PR #4938, opened 2021-08-16
feat: Introduced WebHook Service (#4736)

### LINKED ISSUE #4736: Add a WebHook Service
## User Story

As a user, I would like to configure a webhook that gets called for specific events.

### Details

The webhook service is a default Keptn-service that will live in the @keptn-contrib organization.

When the webhook service gets triggered by an event, it first sends a `sh.keptn.event.[task].started` event. After that, it looks for the `webhook.yaml` file. The lookup strategy searches the `webhook.yaml` in well-defined directories, based on the following priority:
- `/project/{projectName}/stage/{stageName}/service/{serviceName}/resource`
- `/project/{projectName}/service/{serviceName}/resource`
- `/project/{projectName}/stage/{stageName}/resource`
- `​/project​/{projectName}​/resource`

If no file is found, the webhook service sets the result of the `.finished` event to `fail`.

The configuration (`webhook.yaml`) of the webhook service looks as follows:
```yaml
kind: WebhookConfig
metadata:
  name: webhook-configuration
spec:
  webhooks:
  - type: "sh.keptn.event.test.triggered"
    envFrom:
    - secretRef:
      name: mysecret
    requests:
    - "curl --header 'Content-Type: application/json' --header 'x-token: ${SECRET_KEY}' --request POST –data '{\"event\":\"{{.event.type}}\",\"service\":\"{{.event.data.service}}\",\"environment\":\"{{.event.data.stage}}\" https://api.mycompany.com"
```

When the file is found, the webhook service executes the `curl` command. Mind that, replacing `{{.value}}` with proper data will be done in (#4742).

The webhook service will set the result of the `.finished` event to `pass` if the HTTP webhook returned 2xx (200-299); if not, it will return `fail`.
The response body of the webhook call is added to the `data.[task]` section of the `.finished` event.

## Acceptance Criteria

- [ ] Webhooks are called for an event
- [ ] Secrets via env vars are visible by curl
- [ ] Make sure that only `curl` commands can be set in `webhook.yaml`

## DoD

- [ ] The webhook service is implemented
- [ ] Unit tests
- [ ] Integration tests

---

### Dependencies

- #4437

### LINKED ISSUE #4742: Define custom payload for webhook integration
## User Story

As a user, I would like to define a custom payload that is forwarded to the webhook URL

### Details

The payload field allows adding any kind of JSON payload. To map data from the incoming Keptn event to the payload, a templating mechanism should be made available.

In the template, a property from the received event is referenced by using `{{.event.[property]}}`. 
The templating system will then replace this part with the actual value.
Example, of custom payload:

```json
{ 
   "eventType":"{{.event.type}}",
   "service":"{{.event.data.service}}",
   "environment":"{{.event.data.stage}}",
   "deploymentUrl":"{{.event.data.deployment.deploymentUrl}}"
}
```

The template system should also verify that:

- [ ] All properties exist in the event

If an error occurs, an `Error Log` event should be generated to notify the problem. 
Furthermore, the webhook service should report the error in the `.finished` event and set the result field to `fail`.

## Acceptance Criteria

- [ ] Templating system is in place
- [ ] Integrated into the webhook service

## DoD

- [ ] Unit Tests
- [ ] Propert error handling

### LINKED ISSUE #4743: Filter available URLs for the webhook integration
## Action Item

The webhook service must ensure that an HTTP webhook cannot access the K8s API. 

## Acceptance Criteria

- [ ] Network Policy must decline cluster-internal calls

bacherfl:
Closes #4736 
Closes #4742
Closes #4743


johannes-b:
I'm playing around with the webhook-service, and it already looks really good.

I just encountered some changes requests: 

### Webhook.conf in ./webhook/

imageThe 
- Right now, the `webhook.conf` is stored directly in the folder of the service. 
- [ ] However, it should be stored in the `webhook` folder. 

### Adoption in `finished` event 

* Right now, the webhook-service returns a `finished` event as follows:
```
{
  "data": {
    "labels": null,
    "project": "sockshop",
    "result": "pass",
    "service": "carts",
    "sh.keptn.event.test.triggered": {
      "responses": [
        "ok"
      ]
    },
    "stage": "dev",
    "status": "succeeded"
  },
  "id": "a3248326-892b-43d0-bda7-0e338c108de0",
  "source": "webhook-service",
  "specversion": "1.0",
  "time": "2021-09-02T12:07:20.593Z",
  "type": "sh.keptn.event.test.finished",
  "shkeptncontext": "49206abf-a201-40d5-945e-4d21d5a76500",
  "triggeredid": "8c8f4598-5cb0-4f11-bf94-21acdc5c6ece"
}
```

- [ ] Change the `data` payload to contain just `test` and not the full event type `sh.keptn.event.test.triggered`

johannes-b:
## Error log when no webhook.conf available

- [ ] When the webhook-service has a subscription on, e.g., `sh.keptn.event.test.triggered` for all stages (and all services), but not `webhook.conf` file is available, I would like to get an error log telling me about the missing `webhook.conf`.

image

webhook-service/deploy/service.yaml
```diff
@@ -0,0 +1,94 @@
...
+            requests:
+              memory: "16Mi"
+              cpu: "25m"
+            limits:
+              memory: "32Mi"
+              cpu: "100m"
+          env:
+            - name: PUBSUB_URL
+              value: 'nats://keptn-nats-cluster'
+            - name: PUBSUB_TOPIC
```
Kirdock, line 62: Initially, the webhook service should not be subscribed to any event.

Kirdock (changes requested):

warber (dismissed):

johannes-b:
I encountered a problem with the webhook-service as explained in this image: 

image

warber (approved):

++++++++++++++++++++

→ TASK DESCRIPTION: Above are the records; copy every line in them that holds the word "follows".

→ ANSWER:
The configuration (`webhook.yaml`) of the webhook service looks as follows:
* Right now, the webhook-service returns a `finished` event as follows:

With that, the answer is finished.